To further clarify what's voluntary, the EEOC rules, in effect, say that employers cannot charge workers the full cost of their health insurance if they choose not to participate in wellness programs, saying "safe harbor" provisions in the ADA do not apply to wellness programs. Last December, the EEOC lost a federal court case, EEOC v. Flambeau, when an employer used the ADA's "safe harbor" clause to argue that it could charge a nonparticipating worker full costs for health care.
The new rules apply to wellness programs offered as part of an employer's health insurance package of benefits and to those that are separate from the health plan.
Some wellness programs are simple: They offer discounts to gyms or access to weight loss programs. Increasingly, however, programs ask workers to fill out some kind of health risk assessment questionnaire. And an increasing percentage also want employees to take medical tests, such as those for high cholesterol, blood pressure, weight or diabetes.
Workers' advocates had sought a provision in the final rule to give employees an exemption to filling out the risk assessment or having a medical exam if they instead provided doctors' certifications that they were under medical care. The final rule did not add that exemption.
The rules also kept the limits on financial incentives that was in the draft regulation largely intact. Slightly more than half of workplace wellness program use financial rewards or penalties to encourage workers to participate. Those incentives range from small-dollar gift cards to discounts for the health plan premium or annual deductible. Employees who don't participate don't get the discounts, which some advocates say is a penalty.
The rules say the total dollar amount of the incentive or penalty can't exceed 30 percent of single-only coverage offered by the employer. At an average cost of roughly $6,000 a year, that could be about $1,800. That amount could be doubled if the employee has a spouse on the plan, according to the rule.
Smokers, however, may see higher costs if they choose not to participate. Those who acknowledge their smoking can face financial incentives - or penalties - of up to half the cost of single-only coverage.
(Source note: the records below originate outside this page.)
PR #124, opened 2017-04-20
CI Jenkinsfile: keep build workspaces with later off-build-path deletion

okartau:
"Keep workspaces" brings 2 improvements:
 - workspaces from few previous builds are present, allowing
   to check for state even after next build in same worker started;
 - deletion of older build trees does not take time of next build,
   it is performed by async-runned cleanup job.

Deletion of older workspaces is done after build in parallel with tester jobs,
scheduled in the same builder which performed build stage.

Additionally, this PR has smaller simplification in 1st commit,
2 simplifications related to single-MACHINE build in commits 4 and 5,
one status print shortening in commit 6,
one variable-defined-once improvement in commit 7.
Commits 8 and 9 deal with post-build test recently surfaced needs.


okartau:
mythi pointed out new cleanup work here overlaps with work being done in #94, so I will hold back and re-do those changes not covered by changes in #94

PR #125, opened 2017-04-20
net-tools_%.bbappend: don't break class-target build.

klihub:
Make the class target empty disable_i18n function more shell-friendly
by adding a shell-noop. Otherwise the build might abort with a shell
error along th elines of "error near unexpected token '}'".

### DIFF
--- a/meta-refkit/recipes-extended/net-tools/net-tools_%.bbappend
+++ b/meta-refkit/recipes-extended/net-tools/net-tools_%.bbappend
@@ -4,6 +4,7 @@ disable_i18n() {
        sed -i -e 's/^I18N=1/# I18N=1/' ${S}/config.make
 }
 disable_i18n_class-target () {
+  :
 }
 
 do_configure_append () {


mythi:
@klihub the bbappend in our repo is a workaround (see 990672dc7fb02112f93da4bcae07ad5e7bc1f7dc). Looks like to original patch sent to OE-core had it right. Instead accepting this change, we should actually revert 990672dc7fb02112f93da4bcae07ad5e7bc1f7dc because we now have the right fix via OE-core.

klihub:
Ok. I close this one then.

mythi:
@klihub could you send the revert PR?

klihub:
That said, it remains to be seen if that will break exactly the same way as this. I think it is some bitbake [pre|post]processing magic which is breaking the patch for me. Regardless of the bbappend having the function definition without the extra \n, once bitbake is done wiht its mangling and spitting out run.* scripts the same functions ends up with an extra \n in the body.

The only difference now will be that it does not get pulled in via a bbappend which might do the trick. However if the extra \n will get added also as part of the basic .bb processing then it will be still broken for me... and it will require a :-nop, a true or something else in the body to prevent breakage.

mythi:
The commit in the repo has it right AFAICS: http://git.openembedded.org/openembedded-core/commit/?id=508163bef169cf0d9aa97e73c02d1ecc68480e91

But, if an employer requires medical testing to determine if employees smoke, the limit drops back to 30 percent under the rules.
Privacy and Emplyee Personal Data
As the programs start asking about ever more sensitive areas like genetics, mental health issues, finances, sleep habits and overall well-being, there's growing concern about whether existing privacy and anti-discrimination regulations are adequate.
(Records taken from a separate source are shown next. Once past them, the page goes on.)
PR #126, opened 2017-04-21
qemu: Do not limit TPM CUSE driver removal to only native builds

avalluri:
Usage of SRC_URI_remove_pn-qemu-native, limits the patch removal only for native
builds, where it should apply even for nativesdk builds.

Signed-off-by: Amarnath Valluri <amarnath.valluri@intel.com>

### DIFF
--- a/meta-refkit/recipes-devtools/qemu/qemu_%.bbappend
+++ b/meta-refkit/recipes-devtools/qemu/qemu_%.bbappend
@@ -1,7 +1,7 @@
 FILESEXTRAPATHS_prepend := "${THISDIR}/qemu:"
 
 # Replace CUSE backend with socket backend.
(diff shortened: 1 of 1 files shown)


meta-refkit/recipes-devtools/qemu/qemu_%.bbappend
```diff
@@ -1,7 +1,7 @@
 FILESEXTRAPATHS_prepend := "${THISDIR}/qemu:"
 
 # Replace CUSE backend with socket backend.
-SRC_URI_remove_pn-qemu-native = " \
+SRC_URI_remove = " \
```
pohly: Yes, that's better. The pn-qemu-native was a left over from the previous experimental approach of removing it in refkit.conf.

mythi:
test this please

The new rules aim to address those concerns by requiring employers to tell workers which entities, such as the third-party administrators that typically run wellness programs for employers, can access their personal medical data.
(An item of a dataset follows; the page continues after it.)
PR #113, opened 2017-04-12
Add nftables support.

ipuustin:
Move Refkit firewall support from iptables to nftables. The benefit of the new framework would be file-based configuration of firewall rules and the ability to assign interfaces to zones. Also, in the framework the firewall rules are executed as a single ruleset, meaning ports might be opened already before the port user is started up. The firewall transactions are now completely atomic.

Additionally, any data gathered by the wellness company and then shared with employers must generally be in an aggregate form that isn't likely to disclose the identity of individual employees.
Still, advocates say, the regulations have a loophole that does allow employers to see individual data provided to the wellness programs if needed to administer their health plans. That is designed to avoid delays in patients getting treatment and making sure bills are paid on time. But consumer advocates raise concerns that such rules open a loophole for too much information sharing with health plan sponsors, which can include self-insured employers.
In a section added since the draft proposal was released, the rules also require that wellness programs may not require employees "to agree to the sale, exchange, sharing, transfer or other disclosure of medical information...as a condition of participating."
Wellness programs also can't collect the medical information simply to have it. Instead, it must be used to advise a worker how to improve health or to design a wellness program.
Such programs must be "reasonably designed" to improve health and not a "subterfuge for violating...laws prohibiting employment discrimination."
The new rules go into effect January 1, 2017.